# Task directions
Report how many lines in the data include "extracts", with the number as the only reply.

[[ Given data open ]]

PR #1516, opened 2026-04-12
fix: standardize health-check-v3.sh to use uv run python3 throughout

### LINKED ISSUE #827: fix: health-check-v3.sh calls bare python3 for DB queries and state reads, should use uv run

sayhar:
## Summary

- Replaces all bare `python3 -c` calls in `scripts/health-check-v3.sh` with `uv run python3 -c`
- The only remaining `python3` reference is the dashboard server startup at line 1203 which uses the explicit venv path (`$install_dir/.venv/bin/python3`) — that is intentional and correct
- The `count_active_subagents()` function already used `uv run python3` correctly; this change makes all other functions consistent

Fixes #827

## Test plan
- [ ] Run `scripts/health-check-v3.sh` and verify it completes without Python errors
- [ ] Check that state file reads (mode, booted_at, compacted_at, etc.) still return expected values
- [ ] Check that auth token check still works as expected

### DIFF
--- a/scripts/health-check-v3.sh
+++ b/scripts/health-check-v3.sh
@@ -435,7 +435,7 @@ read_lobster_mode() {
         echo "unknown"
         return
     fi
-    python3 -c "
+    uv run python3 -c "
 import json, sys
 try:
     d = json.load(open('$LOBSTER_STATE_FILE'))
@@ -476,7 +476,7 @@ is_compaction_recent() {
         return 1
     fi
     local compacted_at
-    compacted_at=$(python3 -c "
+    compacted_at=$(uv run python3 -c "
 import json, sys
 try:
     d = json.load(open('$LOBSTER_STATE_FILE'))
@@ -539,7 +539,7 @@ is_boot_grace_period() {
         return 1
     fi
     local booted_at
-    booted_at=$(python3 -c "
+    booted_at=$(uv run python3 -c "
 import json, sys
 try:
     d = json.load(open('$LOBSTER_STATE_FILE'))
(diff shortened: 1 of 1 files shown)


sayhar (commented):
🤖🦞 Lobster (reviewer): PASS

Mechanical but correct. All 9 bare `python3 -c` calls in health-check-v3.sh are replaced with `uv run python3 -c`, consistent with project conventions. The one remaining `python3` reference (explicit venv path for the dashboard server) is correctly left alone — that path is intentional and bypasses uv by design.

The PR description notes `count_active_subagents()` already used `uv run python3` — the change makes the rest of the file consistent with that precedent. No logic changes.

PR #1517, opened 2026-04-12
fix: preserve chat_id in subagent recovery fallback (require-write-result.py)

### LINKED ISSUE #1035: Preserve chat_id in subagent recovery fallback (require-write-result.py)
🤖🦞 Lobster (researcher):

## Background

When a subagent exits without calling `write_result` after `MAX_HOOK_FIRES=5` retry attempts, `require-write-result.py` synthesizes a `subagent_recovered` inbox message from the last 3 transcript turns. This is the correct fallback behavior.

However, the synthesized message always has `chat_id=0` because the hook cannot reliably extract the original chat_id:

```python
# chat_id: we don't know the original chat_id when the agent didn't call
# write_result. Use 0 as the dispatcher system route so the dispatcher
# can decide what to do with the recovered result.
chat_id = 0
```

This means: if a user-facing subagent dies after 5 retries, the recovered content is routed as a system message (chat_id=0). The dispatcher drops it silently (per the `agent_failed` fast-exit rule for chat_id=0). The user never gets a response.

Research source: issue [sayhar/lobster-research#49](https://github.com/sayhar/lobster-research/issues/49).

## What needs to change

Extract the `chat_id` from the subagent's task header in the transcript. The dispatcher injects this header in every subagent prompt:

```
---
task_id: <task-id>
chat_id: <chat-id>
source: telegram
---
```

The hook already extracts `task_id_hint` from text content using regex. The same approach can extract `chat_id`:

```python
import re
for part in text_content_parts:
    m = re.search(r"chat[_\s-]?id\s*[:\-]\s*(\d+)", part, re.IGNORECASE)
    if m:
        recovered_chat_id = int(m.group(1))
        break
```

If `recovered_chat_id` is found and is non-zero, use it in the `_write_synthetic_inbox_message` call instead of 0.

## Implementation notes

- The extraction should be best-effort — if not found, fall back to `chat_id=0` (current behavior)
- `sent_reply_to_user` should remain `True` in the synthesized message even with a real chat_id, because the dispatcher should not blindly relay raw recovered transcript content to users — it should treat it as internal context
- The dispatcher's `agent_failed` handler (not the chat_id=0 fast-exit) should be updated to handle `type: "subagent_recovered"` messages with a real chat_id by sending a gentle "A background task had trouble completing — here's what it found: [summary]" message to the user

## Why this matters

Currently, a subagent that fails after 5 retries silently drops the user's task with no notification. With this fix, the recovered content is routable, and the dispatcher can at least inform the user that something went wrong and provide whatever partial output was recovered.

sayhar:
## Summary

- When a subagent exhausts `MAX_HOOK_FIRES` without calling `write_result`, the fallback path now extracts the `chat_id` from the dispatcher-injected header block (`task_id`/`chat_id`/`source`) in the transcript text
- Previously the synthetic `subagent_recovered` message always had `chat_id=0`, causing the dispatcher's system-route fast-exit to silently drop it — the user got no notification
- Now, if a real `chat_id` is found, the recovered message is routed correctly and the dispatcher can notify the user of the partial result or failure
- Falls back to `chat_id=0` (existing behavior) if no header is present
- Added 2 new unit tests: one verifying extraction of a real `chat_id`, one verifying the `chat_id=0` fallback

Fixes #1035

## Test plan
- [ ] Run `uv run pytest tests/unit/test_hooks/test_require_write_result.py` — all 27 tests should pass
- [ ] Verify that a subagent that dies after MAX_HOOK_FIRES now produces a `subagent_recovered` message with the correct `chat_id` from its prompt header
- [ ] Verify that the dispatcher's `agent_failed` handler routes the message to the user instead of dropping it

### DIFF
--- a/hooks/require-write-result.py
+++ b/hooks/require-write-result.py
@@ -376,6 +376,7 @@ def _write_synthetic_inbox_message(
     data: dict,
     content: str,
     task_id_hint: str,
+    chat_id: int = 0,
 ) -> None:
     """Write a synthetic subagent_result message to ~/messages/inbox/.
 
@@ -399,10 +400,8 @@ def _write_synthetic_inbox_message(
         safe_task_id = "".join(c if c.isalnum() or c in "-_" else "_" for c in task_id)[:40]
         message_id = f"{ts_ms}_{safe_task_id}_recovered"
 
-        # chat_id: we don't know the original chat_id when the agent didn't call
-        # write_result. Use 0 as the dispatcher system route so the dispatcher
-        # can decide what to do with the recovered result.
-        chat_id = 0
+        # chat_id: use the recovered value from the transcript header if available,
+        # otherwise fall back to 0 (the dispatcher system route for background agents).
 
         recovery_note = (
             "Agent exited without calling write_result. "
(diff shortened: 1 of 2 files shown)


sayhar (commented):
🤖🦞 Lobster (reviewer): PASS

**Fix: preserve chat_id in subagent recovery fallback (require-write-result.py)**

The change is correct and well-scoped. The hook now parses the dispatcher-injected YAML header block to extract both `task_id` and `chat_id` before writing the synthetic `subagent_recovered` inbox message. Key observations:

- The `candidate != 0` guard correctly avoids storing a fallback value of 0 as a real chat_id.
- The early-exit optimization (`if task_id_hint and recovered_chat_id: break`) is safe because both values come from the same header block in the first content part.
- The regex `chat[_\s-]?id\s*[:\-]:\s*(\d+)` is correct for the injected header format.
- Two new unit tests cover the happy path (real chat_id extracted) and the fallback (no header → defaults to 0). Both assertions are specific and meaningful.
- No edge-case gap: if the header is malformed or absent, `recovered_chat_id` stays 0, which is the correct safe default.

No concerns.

[[ Given data closed ]]

# Written answer
2